When the “Freezup” happened, I looked at the very last SQL commands of my traces. From what I remember, they were starting events, but no ending event. I found that a command was connecting to an application outside of SQL Server. We checked that system and found that it was bottlenecked. The result was that there were SQL commands waiting to be processed by that system. Those waiting sql processes started affecting the response time of other sql commands not using that system and SQL Server would eventually lockup. Once that system was fixed, we stopped having the lockups.
****Disks Arrays****
We had a scenario where applications using a certain database would seem to “lockup”. After doing many traces and using disk counters perfmon, we found that there was another department that was running check runs during these times.

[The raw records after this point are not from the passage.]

PR #241, opened 2016-04-28
Story/quad 158

ajaymodi:
Except two issues, I have address all comments.
1. Since addpublicpage handles by publicpagecontroller and publicpagefactory was require inside method of the same controller, I kept those classes in my code 
2. while adding access policy in post request in submitting form, I am getting null exception by checkauthorization method, which I am unable to resolved.

Further, I am also making two assumptions 
1. best practice to load default values are from resource files
2. making composite primary key of (projectid, settingsname) will help to handle database operation better way rather than making individual column.

Thanks.


Quadriga/src/main/java/edu/asu/spring/quadriga/dao/workbench/settings/impl/StatisticSettingsDAO.java
```diff
@@ -0,0 +1,70 @@
...
+            return SUCCESS;
+        } catch (Exception e) {
+            logger.error("saveOrUpdateStatisticsSettings method :", e);
+            throw new QuadrigaStorageException(e);
+        }
+    }
+
+    @Override
+    public StatisticsSettingsDTO getDTO(String id) {
+        return null;
```
jdamerow, line 67: you need to implement this method

jdamerow:
"making composite primary key of (projectid, settingsname) will help to handle database operation better way rather than making individual column." Why? Do you have a specific situation in mind?
I believe a composite PK like this will make it more difficult to adjust in the future. If we for example decide users can choose their own settings, then this primary key wouldn't work any longer.

Quadriga/src/main/java/edu/asu/spring/quadriga/service/workbench/StatisticsSettingsService.java
```diff
@@ -0,0 +1,89 @@
...
+                        name, true);
+            } else {
+                statisticsSettingsDTO = new StatisticsSettingsDTO(projectId,
+                        name, false);
+            }
+
+            statisticSettingsDao
+                    .saveOrUpdateStatisticsSettings(statisticsSettingsDTO);
+        }
+    }
```
jdamerow, line 54: Ok, I see why you're doing what you did. But you could simply write a query that gets the object by its projectid and name and only need to change your code slightly.

Quadriga/src/main/java/edu/asu/spring/quadriga/service/workbench/StatisticsSettingsService.java
```diff
@@ -0,0 +1,89 @@
...
+        List<StatisticsSettingsDTO> statisticsDTOList = null;
+        String[] defaultValues = getDefaultStatisticsSettings();
+        statisticsDTOList = statisticSettingsDao
+                .getStatisticsSettings(projectId);
+        if (statisticsDTOList.size() == 0) {
+            statisticsDTOList = new ArrayList<StatisticsSettingsDTO>();
+            for (String name : defaultValues) {
+                StatisticsSettingsDTO statisticsSettingsDTO = new StatisticsSettingsDTO(
+                        projectId, name, false);
+                statisticsDTOList.add(statisticsSettingsDTO);
```
jdamerow, line 68: here you would just get all dtos by project id.

Quadriga/src/main/java/edu/asu/spring/quadriga/service/workbench/StatisticsSettingsService.java
```diff
@@ -0,0 +1,89 @@
...
+        for (StatisticsSettingsDTO statisticsSettingsDTO : statisticsDTOList) {
+            IStatisticsSettings s = StatisticsSettingsDTOMapper
+                    .getStatisticsSettings(statisticsSettingsDTO);
+            statisticsSettingsList.add(s);
+        }
+
+        return statisticsSettingsList;
+    }
+
+    private String[] getDefaultStatisticsSettings() {
```
jdamerow, line 82: that's a bad method name. Sounds like it would return default values, but it just returns the different setting types.

Quadriga/src/main/java/edu/asu/spring/quadriga/service/workbench/StatisticsSettingsService.java
```diff
@@ -0,0 +1,89 @@
...
+
+        String propertyValue = env.getProperty("statistics.settings");
+        String[] settings = propertyValue.split(",");
+        return settings;
```
jdamerow, line 86: I'd return a list here, as it is pretty likely you'll more often need a list than an array.

Quadriga/src/main/java/edu/asu/spring/quadriga/web/workbench/StatisticsSettingsController.java
```diff
@@ -0,0 +1,93 @@
...
+import edu.asu.spring.quadriga.web.login.RoleNames;
+
+@Controller
+public class StatisticsSettingsController {
+
+    @Autowired
+    private StatisticsSettingsService statsSettingsService;
+
+    @Autowired
+    private StatisticsSettingsBean statisticsSettingsBean;
```
jdamerow, line 31: don't autowire this.

Quadriga/src/main/java/edu/asu/spring/quadriga/web/workbench/StatisticsSettingsController.java
```diff
@@ -0,0 +1,93 @@
...
+            @PathVariable("projectid") String projectid)
+            throws QuadrigaStorageException, QuadrigaAccessException {
+
+        ModelAndView model = new ModelAndView("auth/workbench/publicstatistics");
+        model.getModelMap().put("publicpageprojectid", projectid);
+        List<IStatisticsSettings> statisticsSettingsList = statsSettingsService
+                .getStatisticsSettingsList(projectid);
+        model.getModelMap().put("statistics", statisticsSettingsList);
+        model.getModelMap().put("statisticsSettingsBean",
+                statisticsSettingsBean);
```
jdamerow, line 55: just use new keyword here

Quadriga/src/main/java/edu/asu/spring/quadriga/web/workbench/StatisticsSettingsController.java
```diff
@@ -0,0 +1,93 @@
...
+        ModelAndView model = new ModelAndView("redirect:/auth/workbench/"
+                + projectid + "/statistics");
+        try {
+            String[] names = statisticsSettingsBean.getNames();
+            statsSettingsService
+                    .addOrUpdateStatisticsSettings(projectid, names);
+            attr.addFlashAttribute("show_success_alert", true);
+            attr.addFlashAttribute("success_alert_msg",
+                    "Settings has been updated successfully.");
+        } catch (Exception e) {
```
jdamerow, line 82: don't catch "exception" be specific

Quadriga/src/main/webapp/WEB-INF/views/workbench/public/publicpagestatistics.jsp
```diff
@@ -0,0 +1,70 @@
...
+					<c:choose>
+						<c:when test="${statistic.isChecked}">
+							<td><form:checkbox path="names" value="${statistic.name}"
+									checked="checked" /></td>
+						</c:when>
+						<c:otherwise>
+							<td><form:checkbox path="names" value="${statistic.name}" /></td>
+						</c:otherwise>
+					</c:choose>
+					<td><font size="3"> <c:out value="${statistic.name}"></c:out>
```
jdamerow, line 62: This will result in the page displaying 'user_statistics' next to the checkbox, right? This should be real text like "User statistics". You can just use the key in a message file to assign a real label to each key. Does this make sense?

jdamerow:
Please remove all the public page files as that will create conflicts with the branch that actually contains them.

Quadriga/src/main/java/edu/asu/spring/quadriga/service/workbench/StatisticsSettingsService.java
ajaymodi, line 68: I believe I am taking all dtos by projectID, however if there is no entry in database yet, then I am iterating over default values.

PR #244, opened 2016-04-28
Quad 138

JNagarkar:
Added the networks based on projects instead of users. Necessary changes made.


JNagarkar:
https://github.com/diging/quadriga/pull/237
Reopened the above request and close this one.

PR #260, opened 2016-05-09
Quad 160

nischalsamji:
Add a Rest Endpoint for Uploading Texts to Quadriga.


Quadriga/src/main/java/edu/asu/spring/quadriga/rest/TextUploadRestController.java
```diff
@@ -0,0 +1,134 @@
...
+            txtFile = txtXMLParser.parseTextXML(xml, wsId, projId);
+        } catch (TextFileParseException tfe) {
+            logger.error("Error in Text Rest Controller:" + tfe);
+            String errorMsg = errorMessageRest.getErrorMsg(tfe.getMessage());
+            return new ResponseEntity<String>(errorMsg, HttpStatus.BAD_REQUEST);
+        }
+        try {
+            tfManager.saveTextFile(txtFile);
+        } catch (QuadrigaStorageException e) {
+            logger.error("Error in Text Rest Controller:" + e);
```
jdamerow: that should be 

```
logger.error("msg", e)
```

jdamerow: for proper display

Quadriga/src/main/java/edu/asu/spring/quadriga/utilities/impl/TextXMLParser.java
```diff
@@ -0,0 +1,93 @@
...
+
+        DocumentBuilderFactory factory = DocumentBuilderFactory.newInstance();
+
+        DocumentBuilder builder;
+        Document document = null;
+        try {
+            builder = factory.newDocumentBuilder();
+            document = builder.parse(new InputSource(new StringReader(xml)));
+        } catch (ParserConfigurationException | IOException e) {
+            logger.error("Error while parsing the XML", e);
```
jdamerow: don't log the whole stack trace here. You can log a message but assume that the exception will be handled above (meaning someone will do the correct thing when an exception is thrown which also includes logging). Otherwise, there will be two stacktraces printed for the same exception. Does this make sense?

Quadriga/src/main/java/edu/asu/spring/quadriga/utilities/impl/TextXMLParser.java
```diff
@@ -0,0 +1,93 @@
...
+            throw new TextFileParseException("Error while parsing the XML");
```
jdamerow: you still need to pass the exception to the new exception or you loose the "caused by..." stacktrace.

jdamerow:
almost there

jdamerow:
@nischalsamji please reoslve conflicts

Quadriga/src/main/java/edu/asu/spring/quadriga/rest/TextUploadRestController.java
```diff
@@ -0,0 +1,134 @@
...
+            engine = restVelocityFactory.getVelocityEngine(request);
+            engine.init();
+            Template template = engine.getTemplate("velocitytemplates/textfile.vm");
+            VelocityContext context = new VelocityContext(restVelocityFactory.getVelocityContext());
+            context.put("textid", txtFile.getTextId());
+            context.put("refid", txtFile.getRefId());
+            context.put("filename", txtFile.getFileName());
+            context.put("wsid", txtFile.getWorkspaceId());
+            context.put("projid", txtFile.getProjectId());
+            context.put("texturi", textURI + "/" + txtFile.getTextId());
```
jdamerow: textURI should be a property of a textfile.So, here you should simply call a method on the text file to get its URI. The manager class handling text files should be the one who knows how to create the URIs. Otherwise, you'll have to change every piece of code where you create a uri if we change its structure or anything.

Quadriga/src/main/resources/locale/projectconstants.properties
```diff
@@ -1,5 +1,6 @@
 #Project Unix name URL
 project_unix_name.url = http://quadriga.asu.edu/sites/
+textfiles_location.url = http://quadriga.asu.edu/textfiles
```
jdamerow: should should just be `textfiles.uri`
and for the value, let's use `http://quadriga.io/text/`

Quadriga/src/main/java/edu/asu/spring/quadriga/rest/TextUploadRestController.java
nischalsamji: The URI here I am setting is for the public pages/ texts[quadriga.io/text/]. Should this be part of the TextFile ?

Quadriga/src/main/java/edu/asu/spring/quadriga/domain/impl/workspace/TextFile.java
```diff
@@ -16,6 +16,7 @@
     private String textId;
     private String fileContent;
     private String refId;
+    private String TextFileURI;
```
jdamerow: This is a variable. Don't capitalize variable names!

Quadriga/src/main/java/edu/asu/spring/quadriga/rest/TextUploadRestController.java
```diff
@@ -0,0 +1,130 @@
...
+ * 
+ */
+@Controller
+public class TextUploadRestController {
+
+    @Autowired
+    ITextXMLParser txtXMLParser;
+
+    @Autowired
+    ITextFileManager tfManager;
```
jdamerow: unless there is a good reason, your variables should be private

Quadriga/src/main/java/edu/asu/spring/quadriga/domain/impl/workspace/TextFile.java
```diff
@@ -72,4 +73,12 @@ public void setRefId(String refId) {
         this.refId = refId;
     }
 
+    public String getTextFileURI() {
+        return TextFileURI;
+    }
+
+    public void setTextFileURI(String textFileURI) {
```
jdamerow: This is not a good parameter name. It implies that I give the final file URI to the method, but that's not what the method needs. Especially with method names like this (getter/setter), you need to make very clear what the method expects. Othrewise, I assume that the default behavior applies. Also, make sure to write javadoc for this method in which you explain what it does!

Quadriga/src/main/java/edu/asu/spring/quadriga/domain/impl/workspace/TextFile.java
```diff
@@ -72,4 +73,12 @@ public void setRefId(String refId) {
         this.refId = refId;
     }
 
+    public String getTextFileURI() {
+        return textFileURI;
+    }
+
+    public void setTextFileURI(String URIPrefix) {
```
jdamerow: same here, don't start variable/parameter names with an uppercase letter

Quadriga/src/main/java/edu/asu/spring/quadriga/domain/workspace/ITextFile.java
```diff
@@ -29,5 +29,14 @@
     public abstract String getFileContent();
 
     public abstract void setFileContent(String fileContent);
+    
+    public abstract String getTextFileURI();
+
+    /**
+     * @param URIPrefix
+     * 
+     * Sets the URI corresponding to the TextFile.
```
jdamerow: I can guess that from the method name. Your javadoc should tell me what the method does and what it expects. Also, please review how to structure javadoc.

Quadriga/src/main/java/edu/asu/spring/quadriga/domain/workspace/ITextFile.java
```diff
@@ -29,5 +29,16 @@
...
+    
+    public abstract String getTextFileURI();
+
+    /**
+     * @param uriPrefix
+     *      Prefix of the URI specified in the properties file.
+     *      eg: http://quadriga.io/text/textid
+     * 
+     * Sets the URI corresponding to the TextFile. 
+     */
```
jdamerow, line 42: Read this:
http://www.oracle.com/technetwork/java/javase/documentation/index-137868.html#format
and this:
http://www.monperrus.net/martin/how-to-write-good-API-documentation

And then rewrite your javadoc accordingly.

Quadriga/src/main/java/edu/asu/spring/quadriga/domain/workspace/ITextFile.java
```diff
@@ -29,15 +29,16 @@
     public abstract String getFileContent();
 
     public abstract void setFileContent(String fileContent);
-    
+
     public abstract String getTextFileURI();
 
     /**
+     * This method sets the uri of the related TextFile based on the passed to
```
jdamerow: "based on the passed" what? Also, what does "related TextFile" mean? Important here is that this method uses the id of the file as part of the URI.

Quadriga/src/main/java/edu/asu/spring/quadriga/domain/workspace/ITextFile.java
```diff
@@ -29,15 +29,16 @@
...
+     * the method.
+     * 
      * @param uriPrefix
-     *      Prefix of the URI specified in the properties file.
-     *      eg: http://quadriga.io/text/textid
+     *            Prefix of the URI specified in the properties file.
```
jdamerow: this method doesn't care where the prefix is coming from. All it cares about is that it gets the base URI/prefix for generating uris.

jdamerow:
ok to test

jdamerow:
@nischalsamji please check the test cases. looks like something is broken.

nischalsamji:
Updated Test Case

jdamerow:
Hm, when I submit a text that contains special characters it'll give an XML parse exception. When I encode the text before submitting it works, but when I click on the text from the workspace page, it'll show me the encoded text. Somewhere in between you need to decode. Try with the text from here:
http://www.blindtextgenerator.com/lorem-ipsum
(with dummy text "a-z A-Z 123")

Quadriga/src/main/java/edu/asu/spring/quadriga/web/workspace/ViewTextController.java
```diff
@@ -42,7 +43,9 @@
         String respMessage = null;
         try {
             respMessage = tfManager.retrieveTextFileContent(txtId);
-            return new ResponseEntity<String>(respMessage, HttpStatus.OK);
+            String decodedRespMsg = StringEscapeUtils.unescapeXml(respMessage);
```
jdamerow: Is the text still escaped when stored? It needs to be unescaped before storing, otherwise if someone submits an XML file, it won't be an actual XML file that is stored, which would be bad for reusability purposes.

nischalsamji: Yea, changed code to store un escaped XML. But if the user sends un escaped xml via REST, it will still cause an exception.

Both databases were on the same disk array. Once the check runs were over, the system would go back to normal. It has been my experience that this can happen on both an local disk array or a SAN.
Bill Richards, MCSE, MCDBA
Senior Database Analyst
May 10, 2007 at 12:10 pm
John,
I've not been able to get SQLDiag to actually run. All I get, after it processes the logs, while it's "Getting registry information" is this error:
"Buffer overrun detected."
I've searched high and low for an explanation to this error and can't find anything.
May 10, 2007 at 12:11 pm
Oops. I just saw your offer for the Kbase # for that buffer overrun error. Sorry, my bad. Yes, that Kbase # would be very helpful.
May 10, 2007 at 12:24 pm
We're running SP4, build 2039. Could that be a problem?
Also, to answer an earlier question: The server is running Windows Server 2003 R2, Standard x64 Edition, Service Pack 1. It's on an IBM Xseries 366, with a 3.66GHz Xeon MP CPU with 16GB RAM. Storage is a 1.33TB drive array.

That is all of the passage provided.